──────── EXERCISE MATERIALS
PR #666, opened 2022-08-04
Preserve input values in cache

seanpdoyle:
Re-submission of https://github.com/hotwired/turbo/pull/70

This change will save the values of `<input>`s, `<textarea>`s, and
`<select>`s when creating a snapshot so that when you navigate back or
forward in history, form fields will not be reset.

This behavior was already present prior to [5dfc79e][] for `<input>`s
and `<textarea>`s but not `<select>`s (see
[turbolinks/turbolinks#238][]).

[5dfc79e]: https://github.com/hotwired/turbo/commit/5dfc79ee2feba441ea9c9b486009d08336e78d76
[turbolinks/turbolinks#238]: https://github.com/turbolinks/turbolinks/issues/238

### DIFF
--- a/src/core/drive/page_snapshot.ts
+++ b/src/core/drive/page_snapshot.ts
@@ -24,7 +24,22 @@ export class PageSnapshot extends Snapshot<HTMLBodyElement> {
   }
 
   clone() {
-    return new PageSnapshot(this.element.cloneNode(true), this.headSnapshot)
+    const clonedElement = this.element.cloneNode(true)
+
+    const selectElements = this.element.querySelectorAll("select")
+    const clonedSelectElements = clonedElement.querySelectorAll("select")
+
+    for (const [index, source] of selectElements.entries()) {
+      for (const [optionIndex, option] of Array.from(source.options).entries()) {
+        clonedSelectElements[index].options[optionIndex].selected = option.selected
+      }
+    }
+
+    for (const clonedPasswordInput of clonedElement.querySelectorAll<HTMLInputElement>('input[type="password"]')) {
+      clonedPasswordInput.value = ""
+    }
+
+    return new PageSnapshot(clonedElement, this.headSnapshot)
   }
 
   get headElement() {
--- a/src/tests/fixtures/rendering.html
+++ b/src/tests/fixtures/rendering.html
@@ -44,6 +44,24 @@
       <p><a id="permanent-in-frame-element-link" href="/src/tests/fixtures/permanent_element.html" data-turbo-frame="frame">Permanent element in frame</a></p>
       <p><a id="permanent-in-frame-without-layout-element-link" href="/src/tests/fixtures/frames/without_layout.html" data-turbo-frame="frame">Permanent element in frame without layout</a></p>
       <p><a id="delayed-link" href="/__turbo/delayed_response">Delayed link</a></p>
+      <form>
────────────────
[TASK DIRECTIONS] Throughout the material, how many lines contain the string "cloneNode"? Answer with the number alone.

[YOUR RESPONSE] 2